> [Aim of the exercise] After locating the line that contains "It would be" in the data below, set down exactly that line and each one after it through the line that contains "So I think that", and nothing more.

> [Source material]
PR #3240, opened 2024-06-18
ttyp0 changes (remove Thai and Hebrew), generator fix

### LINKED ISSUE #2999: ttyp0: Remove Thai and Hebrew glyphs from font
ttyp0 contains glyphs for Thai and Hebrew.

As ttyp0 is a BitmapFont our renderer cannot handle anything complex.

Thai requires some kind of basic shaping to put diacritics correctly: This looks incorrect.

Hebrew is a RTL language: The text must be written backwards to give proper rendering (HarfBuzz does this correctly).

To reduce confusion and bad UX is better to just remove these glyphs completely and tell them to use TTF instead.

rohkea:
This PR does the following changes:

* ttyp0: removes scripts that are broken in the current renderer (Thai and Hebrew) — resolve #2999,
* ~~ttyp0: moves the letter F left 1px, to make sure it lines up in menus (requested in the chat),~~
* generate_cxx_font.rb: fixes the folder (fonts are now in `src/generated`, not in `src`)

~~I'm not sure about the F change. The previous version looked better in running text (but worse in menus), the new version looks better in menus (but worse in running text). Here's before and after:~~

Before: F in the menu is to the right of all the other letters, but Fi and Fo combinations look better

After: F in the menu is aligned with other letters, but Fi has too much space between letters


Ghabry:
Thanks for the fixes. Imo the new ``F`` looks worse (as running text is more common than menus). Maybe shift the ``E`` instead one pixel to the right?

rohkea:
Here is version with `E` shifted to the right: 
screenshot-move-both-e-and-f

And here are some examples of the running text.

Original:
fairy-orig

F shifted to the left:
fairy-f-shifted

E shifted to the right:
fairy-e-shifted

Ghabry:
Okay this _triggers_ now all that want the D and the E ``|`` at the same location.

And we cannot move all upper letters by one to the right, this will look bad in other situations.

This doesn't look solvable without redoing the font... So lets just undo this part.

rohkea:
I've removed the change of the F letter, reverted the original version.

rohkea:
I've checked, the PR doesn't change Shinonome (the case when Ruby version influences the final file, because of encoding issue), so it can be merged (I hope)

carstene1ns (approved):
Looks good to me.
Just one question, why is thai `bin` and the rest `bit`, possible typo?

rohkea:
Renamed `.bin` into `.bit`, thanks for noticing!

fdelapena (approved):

==

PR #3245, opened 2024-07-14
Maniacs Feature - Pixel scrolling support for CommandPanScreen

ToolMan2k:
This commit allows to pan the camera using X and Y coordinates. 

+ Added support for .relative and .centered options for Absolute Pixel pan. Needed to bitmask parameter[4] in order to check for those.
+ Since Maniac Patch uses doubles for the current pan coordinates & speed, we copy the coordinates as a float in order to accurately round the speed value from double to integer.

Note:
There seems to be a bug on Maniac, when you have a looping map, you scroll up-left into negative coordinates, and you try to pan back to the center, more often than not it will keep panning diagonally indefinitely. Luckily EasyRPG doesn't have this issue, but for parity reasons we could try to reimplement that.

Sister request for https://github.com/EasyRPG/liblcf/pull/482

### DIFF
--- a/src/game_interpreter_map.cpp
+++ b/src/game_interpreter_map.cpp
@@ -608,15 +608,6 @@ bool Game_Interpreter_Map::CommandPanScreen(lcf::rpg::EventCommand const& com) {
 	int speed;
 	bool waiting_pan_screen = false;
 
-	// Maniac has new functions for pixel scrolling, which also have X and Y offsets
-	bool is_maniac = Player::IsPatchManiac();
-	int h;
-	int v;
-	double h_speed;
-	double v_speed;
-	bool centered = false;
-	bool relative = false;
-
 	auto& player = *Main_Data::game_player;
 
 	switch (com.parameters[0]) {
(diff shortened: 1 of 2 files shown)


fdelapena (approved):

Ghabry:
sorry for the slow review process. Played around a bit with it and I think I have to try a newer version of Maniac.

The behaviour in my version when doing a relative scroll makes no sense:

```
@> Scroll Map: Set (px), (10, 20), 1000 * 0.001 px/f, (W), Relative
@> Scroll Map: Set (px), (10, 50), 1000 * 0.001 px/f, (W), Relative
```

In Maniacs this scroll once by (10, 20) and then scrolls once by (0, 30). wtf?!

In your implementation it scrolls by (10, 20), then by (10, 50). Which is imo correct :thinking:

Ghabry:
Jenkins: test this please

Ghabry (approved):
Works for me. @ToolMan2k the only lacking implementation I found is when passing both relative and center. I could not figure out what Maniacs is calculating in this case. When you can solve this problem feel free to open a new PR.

* * *

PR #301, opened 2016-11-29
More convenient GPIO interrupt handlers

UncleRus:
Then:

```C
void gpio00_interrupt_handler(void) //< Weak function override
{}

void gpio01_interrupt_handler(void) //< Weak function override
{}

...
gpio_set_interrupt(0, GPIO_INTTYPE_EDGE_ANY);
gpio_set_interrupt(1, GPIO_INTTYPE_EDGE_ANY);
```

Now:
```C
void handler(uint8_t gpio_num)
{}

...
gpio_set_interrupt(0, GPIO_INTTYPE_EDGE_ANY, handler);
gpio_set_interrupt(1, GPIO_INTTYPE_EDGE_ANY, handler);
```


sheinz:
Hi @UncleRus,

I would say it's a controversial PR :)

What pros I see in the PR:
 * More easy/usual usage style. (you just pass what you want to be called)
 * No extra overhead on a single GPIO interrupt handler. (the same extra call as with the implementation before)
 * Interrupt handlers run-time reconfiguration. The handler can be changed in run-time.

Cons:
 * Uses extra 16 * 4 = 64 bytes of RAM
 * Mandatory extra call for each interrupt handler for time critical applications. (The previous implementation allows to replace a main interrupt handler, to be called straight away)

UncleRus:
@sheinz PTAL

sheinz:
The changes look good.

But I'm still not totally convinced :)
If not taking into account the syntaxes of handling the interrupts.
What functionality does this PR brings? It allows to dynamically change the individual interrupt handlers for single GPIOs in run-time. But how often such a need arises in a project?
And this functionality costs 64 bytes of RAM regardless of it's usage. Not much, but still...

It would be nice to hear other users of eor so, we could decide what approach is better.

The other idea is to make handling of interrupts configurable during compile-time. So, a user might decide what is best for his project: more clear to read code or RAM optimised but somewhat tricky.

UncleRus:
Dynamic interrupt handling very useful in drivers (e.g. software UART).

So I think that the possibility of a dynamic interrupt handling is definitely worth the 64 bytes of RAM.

> [Reply]
It would be nice to hear other users of eor so, we could decide what approach is better.

The other idea is to make handling of interrupts configurable during compile-time. So, a user might decide what is best for his project: more clear to read code or RAM optimised but somewhat tricky.

UncleRus:
Dynamic interrupt handling very useful in drivers (e.g. software UART).

So I think that the possibility of a dynamic interrupt handling is definitely worth the 64 bytes of RAM.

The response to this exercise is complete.